-- Material provided follows --

PR #1729, opened 2022-11-02
Create multivariate normal distributions

alebrigant:
This PR adds classes for:
- centered multivariate normal distributions
- general multivariate normal distributions
- the Fisher information metric on centered normal distributions

TODO:
- The Fisher information metric on centered normal distributions is the affine invariant metric **corrected** by a factor $1/\sqrt{2}$
- Address the general case of the Fisher information metric

### DIFF
--- a/geomstats/geometry/spd_matrices.py
+++ b/geomstats/geometry/spd_matrices.py
@@ -98,6 +98,12 @@ class SPDMatrices(OpenSet):
         size = (n_samples, n, n) if n_samples != 1 else (n, n)
 
         mat = bound * (2 * gs.random.rand(*size) - 1)
+        # if n_samples != 1:
+        #    spd_mat = []
+        #    for matrix in mat:
+        #        spd_mat.append(GeneralLinear.exp(Matrices.to_symmetric(matrix)))
+        #    spd_mat = gs.stack(spd_mat)
+        # else:
         spd_mat = GeneralLinear.exp(Matrices.to_symmetric(mat))
 
         return spd_mat
--- a/geomstats/geometry/spd_matrices.py
+++ b/geomstats/geometry/spd_matrices.py
@@ -34,7 +34,7 @@ class SPDMatrices(OpenSet):
         )
         self.n = n
 
-    def belongs(self, mat, atol=gs.atol):
+    def belongs(self, point, atol=gs.atol):
         """Check if a matrix is symmetric with positive eigenvalues.
 
         Parameters
@@ -50,8 +50,8 @@ class SPDMatrices(OpenSet):
         belongs : array-like, shape=[...,]
             Boolean denoting if mat is an SPD matrix.
         """
-        is_sym = self.embedding_space.belongs(mat, atol)
-        is_pd = Matrices.is_pd(mat)
+        is_sym = self.embedding_space.belongs(point, atol)
+        is_pd = Matrices.is_pd(point)
         belongs = gs.logical_and(is_sym, is_pd)
         return belongs
 
@@ -98,12 +98,6 @@ class SPDMatrices(OpenSet):
         size = (n_samples, n, n) if n_samples != 1 else (n, n)
 
         mat = bound * (2 * gs.random.rand(*size) - 1)
-        # if n_samples != 1:
-        #    spd_mat = []
-        #    for matrix in mat:
-        #        spd_mat.append(GeneralLinear.exp(Matrices.to_symmetric(matrix)))
-        #    spd_mat = gs.stack(spd_mat)
-        # else:
         spd_mat = GeneralLinear.exp(Matrices.to_symmetric(mat))
 
         return spd_mat
--- a/geomstats/information_geometry/multivariate_normal.py
+++ b/geomstats/information_geometry/multivariate_normal.py
@@ -12,8 +12,99 @@ import geomstats.backend as gs
 from geomstats.geometry.base import OpenSet
 from geomstats.geometry.euclidean import Euclidean
 from geomstats.geometry.riemannian_metric import RiemannianMetric
+from geomstats.geometry.spd_matrices import SPDMatrices
 from geomstats.information_geometry.base import InformationManifoldMixin
 from geomstats.information_geometry.normal import NormalMetric
+
+
+class MultivariateCenteredNormalDistributions(InformationManifoldMixin, SPDMatrices):
+    """Class for the manifold of centered multivariate normal distributions.
+
+    This is the class for multivariate normal distributions with zero mean
+    on the $n$-dimensional Euclidean space. Each distribution is represented by
+    its covariance matrix, i.e. an $n$-by-$n$ symmetric positive-definite matrix.
+
+    Parameters
+    ----------
+    n : int
+        Dimension of the sample space of the multivariate normal distribution.
+    """
+
+    def __init__(self, n):
+        super().__init__(n=n)
+        # self.metric = MultivariateFixedMeanNormalMetric()
+
+    def sample(self, point, n_samples=1):
+        """Sample from a centered multivariate normal distribution.
+
+        Parameters
+        ----------
+        point : array-like, shape=[..., n, n]
+            Symmetric positive definite matrix representing the covariance matrix
+            of a multivariate normal distribution with zero mean.
+        n_samples : int
+            Number of points to sample with each covariance matrix in point.
+            Optional, default: 1.
+
+        Returns
+        -------
+        samples : array-like, shape=[..., n_samples, n]
+            Sample from centered multivariate normal distributions.
+        """
+        geomstats.errors.check_belongs(point, self)
+        if point.ndim > 3:
+            raise NotImplementedError
+        point = gs.to_ndarray(point, to_ndim=3)
+        samples = []
+        loc = gs.zeros(self.n)
+        for cov in point:
+            samples.append(gs.array(multivariate_normal.rvs(loc, cov, size=n_samples)))
+        return samples[0] if point.shape[0] == 1 else gs.stack(samples)
+
+    def point_to_pdf(self, point):
+        """Compute pdf associated to point.
+
+        Parameters
+        ----------
+        point : array-like, shape=[..., n, n]
+            Symmetric positive definite matrix representing the covariance matrix
+            of a multivariate normal distribution with zero mean.
+
+        Returns
+        -------
+        pdf : function
+            Probability density function of the centered multivariate normal
+            distributions with covariance matrices provided by point.
+        """
+        geomstats.errors.check_belongs(point, self)
+        if point.ndim > 3:
+            raise NotImplementedError
+        point = gs.to_ndarray(point, to_ndim=3, axis=0)
+        point = point[:, None, :]
+        n = self.n
+        location, diagonal = self._unstack_location_diagonal(n, point)
+
+        def pdf(x):
+            """Generate parameterized function for normal pdf.
+
+            Parameters
+            ----------
+            x : array-like, shape=[n_samples, n]
+                Points at which to compute the probability
+                density function.
+            """
+            x = gs.to_ndarray(x, to_ndim=2, axis=0)
+            x = x[None, :, :]
+            det_cov = gs.squeeze(gs.prod(diagonal, axis=-1))
+            pdf_normalization = 1 / gs.sqrt(gs.power((2 * gs.pi), n) * det_cov)
+            pdf = gs.exp(-0.5 * gs.sum(((x - location) ** 2) / diagonal, axis=-1))
+            while pdf_normalization.ndim < pdf.ndim:
+                pdf_normalization = pdf_normalization[..., None]
+            pdf = pdf_normalization * pdf
+            pdf = gs.squeeze(pdf)
+            return pdf
+
+        return pdf
 
 
 class MultivariateDiagonalNormalDistributions(InformationManifoldMixin, OpenSet):
--- a/geomstats/information_geometry/multivariate_normal.py
+++ b/geomstats/information_geometry/multivariate_normal.py
@@ -9,12 +9,46 @@ from scipy.stats import multivariate_normal, norm
 
 import geomstats
 import geomstats.backend as gs
+import geomstats.errors as errors
 from geomstats.geometry.base import OpenSet
 from geomstats.geometry.euclidean import Euclidean
+from geomstats.geometry.product_manifold import ProductManifold
 from geomstats.geometry.riemannian_metric import RiemannianMetric
 from geomstats.geometry.spd_matrices import SPDMatrices
 from geomstats.information_geometry.base import InformationManifoldMixin
 from geomstats.information_geometry.normal import NormalMetric
+
+
+class MultivariateNormalDistributions:
+    """Class for the multivariate normal distributions.
+
+    This class is a common interface to the following different situations:
+
+    - centered distributions
+    - distributions with diagonal covariance matrix
+    - general distributions
+
+    Parameters
+    ----------
+    n : int
+        Dimension of the sample space of the multivariate normal distribution.
+    distribution_type : str, {'centered', 'diagonal', 'general'}
+        Type of distributions.
+        Optional, default: 'general'.
+    """
+
+    def __new__(cls, n, distribution_type="general"):
+        """Instantiate class that corresponds to the distribution_type."""
+        errors.check_parameter_accepted_values(
+            distribution_type,
+            "distribution_type",
+            ["centered", "diagonal", "general"],
+        )
+        if distribution_type == "centered":
+            return MultivariateCenteredNormalDistributions(n)
+        if distribution_type == "diagonal":
+            return MultivariateDiagonalNormalDistributions(n)
+        return MultivariateGeneralNormalDistributions
 
 
 class MultivariateCenteredNormalDistributions(InformationManifoldMixin, SPDMatrices):
@@ -79,10 +113,8 @@ class MultivariateCenteredNormalDistributions(InformationManifoldMixin, SPDMatri
         geomstats.errors.check_belongs(point, self)
         if point.ndim > 3:
             raise NotImplementedError
-        point = gs.to_ndarray(point, to_ndim=3, axis=0)
-        point = point[:, None, :]
+        point = point[None, :, :] if point.ndim == 2 else point
         n = self.n
-        location, diagonal = self._unstack_location_diagonal(n, point)
 
         def pdf(x):
             """Generate parameterized function for normal pdf.
@@ -94,15 +126,15 @@ class MultivariateCenteredNormalDistributions(InformationManifoldMixin, SPDMatri
                 density function.
             """
             x = gs.to_ndarray(x, to_ndim=2, axis=0)
-            x = x[None, :, :]
-            det_cov = gs.squeeze(gs.prod(diagonal, axis=-1))
-            pdf_normalization = 1 / gs.sqrt(gs.power((2 * gs.pi), n) * det_cov)
-            pdf = gs.exp(-0.5 * gs.sum(((x - location) ** 2) / diagonal, axis=-1))
-            while pdf_normalization.ndim < pdf.ndim:
-                pdf_normalization = pdf_normalization[..., None]
+            det_cov = gs.linalg.det(point)
+            inv_cov = gs.linalg.inv(point)
+            pdf_normalization = 1 / gs.sqrt(gs.power(2 * gs.pi, n) * det_cov)
+            pdf = []
+            for xi in x:
+                pdf.append(gs.exp(-0.5 * gs.transpose(xi) @ inv_cov @ xi))
+            pdf = gs.stack(pdf)
             pdf = pdf_normalization * pdf
-            pdf = gs.squeeze(pdf)
-            return pdf
+            return gs.squeeze(pdf)
 
         return pdf
 
@@ -181,7 +213,8 @@ class MultivariateDiagonalNormalDistributions(InformationManifoldMixin, OpenSet)
         Parameters
         ----------
         point : array-like, shape=[..., 2*n]
-            Point to test.
+            Point to test. First $n$ elements contain the mean vector
+            and the $n$ last elements contain the diagonal of the covariance matrix.
 
         Returns
         -------
@@ -228,7 +261,8 @@ class MultivariateDiagonalNormalDistributions(InformationManifoldMixin, OpenSet)
         Parameters
         ----------
         point : array-like, shape=[..., 2*n]
-            Point to project.
+            Point to project. First $n$ elements contain the mean vector
+            and the $n$ last elements contain the diagonal of the covariance matrix.
 
         Returns
         -------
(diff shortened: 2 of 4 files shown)


geomstats/geometry/product_manifold.py
```diff
@@ -255,7 +255,7 @@ def _iterate_over_factors(self, func, args):
             self._get_method(self.factors[i], func, args_list[i], numerical_args)
             for i in range(len(self.factors))
         ]
-
+        print(out)
```
ninamiolane, line 258: rm

geomstats/geometry/spd_matrices.py
```diff
@@ -34,7 +34,7 @@ def __init__(self, n, **kwargs):
         )
         self.n = n
 
-    def belongs(self, mat, atol=gs.atol):
+    def belongs(self, point, atol=gs.atol):
```
ninamiolane, line 37: Thanks!

geomstats/information_geometry/multivariate_normal.py
```diff
@@ -9,13 +9,137 @@
...
 from geomstats.geometry.riemannian_metric import RiemannianMetric
+from geomstats.geometry.spd_matrices import SPDAffineMetric, SPDMatrices
 from geomstats.information_geometry.base import InformationManifoldMixin
 from geomstats.information_geometry.normal import NormalMetric
 
 
+class MultivariateNormalDistributions:
+    """Class for the multivariate normal distributions.
+
+    This class is a common interface to the following different situations:
```
ninamiolane, line 26: Nice!

geomstats/information_geometry/multivariate_normal.py
```diff
@@ -9,13 +9,137 @@
...
+class MultivariateCenteredNormalDistributions(InformationManifoldMixin, SPDMatrices):
+    """Class for the manifold of centered multivariate normal distributions.
+
+    This is the class for multivariate normal distributions with zero mean
+    on the $n$-dimensional Euclidean space. Each distribution is represented by
+    its covariance matrix, i.e. an $n$-by-$n$ symmetric positive-definite matrix.
+
+    Parameters
+    ----------
+    n : int
```
ninamiolane, line 64: That might be a remark for a few of the information manifolds: do we want to rename this `n` as `sample_dim` or another more explicit variable name? 

Pros:
- since `n` is used in statistics to denote the sample size, n as the dimension of the sample space can be confusing.

Cons:
- `n` here also corresponds to the `n` in SPDMatrices, thus that part is nice.

I do not have a strong opinion on this, we can keep it like this for now :)

geomstats/information_geometry/multivariate_normal.py
```diff
@@ -9,13 +9,137 @@
...
+        -------
+        samples : array-like, shape=[..., n_samples, n]
+            Sample from centered multivariate normal distributions.
+        """
+        geomstats.errors.check_belongs(point, self)
+        if point.ndim > 3:
+            raise NotImplementedError
+        point = gs.to_ndarray(point, to_ndim=3)
+        samples = []
+        loc = gs.zeros(self.n)
```
ninamiolane, line 94: NIT: maybe call this `mean` ? It seems we do not use the "location" word at all here.

geomstats/information_geometry/multivariate_normal.py
```diff
@@ -90,7 +214,8 @@ def belongs(self, point, atol=gs.atol):
         Parameters
         ----------
         point : array-like, shape=[..., 2*n]
-            Point to test.
+            Point to test. First $n$ elements contain the mean vector
```
ninamiolane, line 217: Use :math:`n` in docstrings

geomstats/information_geometry/multivariate_normal.py
```diff
@@ -137,7 +262,8 @@ def projection(self, point):
         Parameters
         ----------
         point : array-like, shape=[..., 2*n]
-            Point to project.
+            Point to project. First $n$ elements contain the mean vector
```
ninamiolane, line 265: Ditto

geomstats/information_geometry/multivariate_normal.py
```diff
@@ -225,6 +351,125 @@ def pdf(x):
         return pdf
 
 
+class MultivariateGeneralNormalDistributions(InformationManifoldMixin, ProductManifold):
+    """Class for the manifold of multivariate normal distributions.
+
+    This is the class for multivariate normal distributions on the $n$-dimensional
```
ninamiolane, line 357: Ditto

geomstats/information_geometry/multivariate_normal.py
```diff
@@ -225,6 +351,125 @@ def pdf(x):
...
+    n : int
+        Dimension of the sample space of the multivariate normal distribution.
+    """
+
+    def __init__(self, n):
+        super().__init__(factors=[Euclidean(n), SPDMatrices(n)])
+        self.n = n
+
+    def reformat(self, point):
+        """Reformat point."""
```
ninamiolane, line 372: + Missing docstring for parameter point.
+ Missing explanation on what "reformat" means.

how about `from_array_to_tuple` or `unconcatenate` or `unpack` or something like this?

geomstats/information_geometry/multivariate_normal.py
```diff
@@ -225,6 +351,125 @@ def pdf(x):
...
+        point = gs.to_ndarray(point, to_ndim=2)
+        n_points = gs.shape(point)[0]
+        loc = point[:, : self.n]
```
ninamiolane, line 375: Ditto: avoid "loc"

-- Material provided concluded --

## Work required:
Read the lines above. Gather those in which the string "with" is found.

## Expected answer:
         """Check if a matrix is symmetric with positive eigenvalues.
+    This is the class for multivariate normal distributions with zero mean
+            of a multivariate normal distribution with zero mean.
+            Number of points to sample with each covariance matrix in point.
+            of a multivariate normal distribution with zero mean.
+            distributions with covariance matrices provided by point.
+    - distributions with diagonal covariance matrix
+    This is the class for multivariate normal distributions with zero mean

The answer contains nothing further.